[Stored items]
· · · ·

PR #10392, opened 2024-10-23
[docs-only] fix docs

dragonchaser:
Fix some typos, update env_vars.yaml.

### DIFF
--- a/docs/services/general-info/port-ranges.md
+++ b/docs/services/general-info/port-ranges.md
@@ -40,7 +40,7 @@ We also suggest using the last port in your extensions' range as a debug/metrics
 | 9154-9156  | [storage-shares]({{< ref "../storage-shares/_index.md" >}})                            |
 | 9157-9159  | [storage-users]({{< ref "../storage-users/_index.md" >}})                              |
 | 9160-9162  | [groups]({{< ref "../groups/_index.md" >}})                                            |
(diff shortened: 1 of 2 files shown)


docs/services/general-info/port-ranges.md
```diff
@@ -40,7 +40,7 @@ We also suggest using the last port in your extensions' range as a debug/metrics
 | 9154-9156  | [storage-shares]({{< ref "../storage-shares/_index.md" >}})                            |
 | 9157-9159  | [storage-users]({{< ref "../storage-users/_index.md" >}})                              |
 | 9160-9162  | [groups]({{< ref "../groups/_index.md" >}})                                            |
-| 9163       | [ocdav]({{< ref "../ocdav/_index.md" >}})                                              |
+| 9163,19163 | [ocdav]({{< ref "../ocdav/_index.md" >}})                                              |
```
mmattel, line 43: Just to be sure, two (2) ports 9163 AND 19163

dragonchaser: yes

dragonchaser: Since ocdav was assigned only a single port and the next port was already in use, I see this as the only usable solution without assigning ocdav an additional range.

mmattel: ok, makes sense. we should add a comment in the ocdav code at the default so one can remember...

mmattel (approved):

· · · ·

**Required action:** In how many lines of the data does the string "ocdav" appear? Give only the number.

**Result of this task:** 4